Ciertamente, la Iglesia espiritual y mística es el cosmos cristianizado, el
alma del mundo llena de gracia y, considerado bajo este ángulo visto bajo esta
luz, el Estado es sólo la parte subordinada y menos cristiana, porque más
sujeto al imperio del pecado y, en consecuencia, al de la ley. Pero histórica y
socialmente hablando, la Iglesia considerada en el plano empírico, es una parte
del Estado, está sometida a su ley, y se ve o protegida u oprimida por él. Y
este es el origen de lo trágico de su vida. El Estado es la esfera de
cotidianidad social, en la se desliza una voluntad demoníaca de potencia. Ya
sea que sea democrático o monárquico, sigue siendo un reino de César. También
es cometer una misma mentira atribuir a una u otra de sus formas u valor
absoluto y sagrado. El Estado posee su misión positiva en el mundo natural y
pecador. "No es en vano que el magistrado lleva la espada", el poder
es indispensable en el mundo caído. Pero
si el estado, incluso el más imperfecto, cumple parcialmente esta misión, la
distorsiona y la distorsiona y la desfigura también por su tiranía, por su
tendencia a violar sus límites, por las pasiones a las cuales está expuesto. El
amor al poder y a la tiranía, el desprecio de
la persona humana y de la libertad, se manifiestan en el estado
democrático, como en el estado monárquico, y ellos alcanzan su paroxismo en el
estado comunista. El estado está bajo el signo de la ley y no de la gracia. Él verdad
que además de la ley, la creación humana se manifiesta también en él, pero está
desprovisto de gracia y no significa la penetración en el Reino de Dios.

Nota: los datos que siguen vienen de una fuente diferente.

PR #883, opened 2023-10-30
Tweak how `IS_OFFICIAL` is determined (unbreaks Julia 1.11)

Drvi:
In https://github.com/JuliaLang/julia/pull/51867, the `banner` function moved to the `REPL` module, breaking precompilation.

Perhaps there is a better way to know whether we are on an official build, but we're trying to resolve this issue to unblock our nightly CI.


nickrobinson251 (approved):

src/PackageCompiler.jl
```diff
@@ -710,7 +711,11 @@ end
 # App #
 #######
 
-const IS_OFFICIAL = occursin("Official https://julialang.org/ release", sprint(Base.banner))
+const IS_OFFICIAL = occursin(
+    "Official https://julialang.org/ release",
+    # `banner` moved in https://github.com/JuliaLang/julia/pull/51867
+    sprint(isdefined(Base, :banner) ? Base.banner : REPL.banner)
+)
```
LilithHafner, line 718:
```suggestion
const IS_OFFICIAL = Base.GIT_VERSION_INFO.tagged_commit
```
This is the better way. Tested on 1.0.5, 1.9.3, and master.

This is how Julia decides whether or not to print that string
```julia
function banner(io::IO = stdout; short = false)
    if Base.GIT_VERSION_INFO.tagged_commit
        commit_string = Base.TAGGED_RELEASE_BANNER
    elseif isempty(Base.GIT_VERSION_INFO.commit)
        commit_string = ""
    ...
```

KristofferC: Are you sure? I thought it is https://github.com/JuliaCI/julia-buildkite/blob/0e1d450748e7c67cf8a95df28e9ab40761c8c6de/utilities/build_julia.sh#L36.

LilithHafner: Right, with that diff the warning would only print for untagged releases.

KristofferC: The point here is that the release is official not that it is tagged.

Drvi: Thanks both, I've updated the PR with https://github.com/JuliaLang/PackageCompiler.jl/pull/883#discussion_r1376401112

src/PackageCompiler.jl
```diff
@@ -1,6 +1,7 @@
 module PackageCompiler
 
 using Base: active_project
+using REPL
```
ericphanson, line 4: fyi it looks like REPL isn't being used in the merged version of this PR, so the dep could probably be dropped

PR #887, opened 2023-11-06
Add compat bound for stdlibs

Drvi:
plus a small cleanup (remove REPL dependency and some undefined exports)


sloede (approved):
Thanks! LGTM!

PR #889, opened 2023-11-08
Set to development version v2.1.14-pre

sloede:


KristofferC:
What advantage does this `-pre` stuff have? I have never really seen it be used.

sloede:
> What advantage does this `-pre` stuff have? I have never really seen it be used.

We use it in Trixi.jl to make sure that if you have multiple clones of a repo around and `dev`d into a number of environments, you know whether you are working with an actual release or a development version.

We had issues a (long) while back where people complained about errors with a certain release that were hard for us to reproduce, and then it turned out they were actually using `main`.

But if you find it annoying/too noisy, I can just not do it in this repo 😊

PR #890, opened 2023-11-09
Update LazyArtifacts compat to include `<0.0.1`

sharanry:


KristofferC:
This should probably be done for all stdlib entries.

(N.b, this is to work around a bug in Pkg for < 1.9 with compat on stdlibs).

Issue #783, opened 2023-02-08
precompilation is very slow with incremental=false


JeffBezanson:
`create_fresh_base_sysimage` outputs a .ji file, which is then used to precompile the environment. Because it does not have native code, each precompile process takes a very long time to start so precompiling takes ~forever.

IanButterworth:
See https://github.com/JuliaLang/PackageCompiler.jl/issues/778 it also appears to max-out all available threads, even for precompilation where no multithreading should be happening.

IMO it looks like all threads are needlessly spinning, I guess that could be happening even if 1 thread is given, slowing the process down.

Seems like a bug to me but @vtjnash said (correct me if this is an unfair summary) it was unreasonable to expect julia to behave better that this in that situation.

There was a thread in the #internals slack channel

KristofferC:
Why was this not an issue in 1.8?

JeffBezanson:
I think it was an issue on 1.8, it just got a bit worse.

PR #900, opened 2023-12-13
Make the base sysimage not include any stdlibs

KristofferC:
This is not needed since the sysimage we build on top of this will include all stdlibs that we need anyway.

Also, create a proper sysimage of the base sysimage (instead of a ji file) to improve precompilation performance of the parallel precompile we run using this sysimage.

### DIFF
--- a/src/PackageCompiler.jl
+++ b/src/PackageCompiler.jl
@@ -212,21 +212,23 @@ function get_julia_cmd()
 end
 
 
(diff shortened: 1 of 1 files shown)


KristofferC:
I think with this implementation, this will fail to include e.g. LinearAlgebra when `filter_stdlibs = false`.

JeffBezanson:
Fixes #783?

KristofferC:
It should yes, let's split this PR into two so we can get that part in directly.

No puede haber existir un estado ideal perfecto, ya que todo
Estado representa necesariamente una dominación del hombre sobre el hombre;
ahora siendo el principio de esta dominación el producto del pecado, no puede revelar
el Reino de Dios, que no conoce, él , más que relaciones de amor. La vida ideal
y perfecta marca el fin de esta dominación, de cualquier dominación impuesta,
en general, incluso la de Dios, porque sólo en un mundo pecaminoso Dios puede
aparecer como una autoridad. El anarquismo comporta, en este sentido, una parte
de verdad, pero no es adaptable a nuestro mundo, que está sometido a la ley, y
su utopía es una mentira y una seducción. No se puede sin embargo, concebir la
vida perfecta más que bajo el ángulo anarquista, que corresponde al pensamiento
apofático, el único verdadero, porque es el único en el cual toda analogía con
el reino del César es eliminada y en el cual se opera un desprendimiento.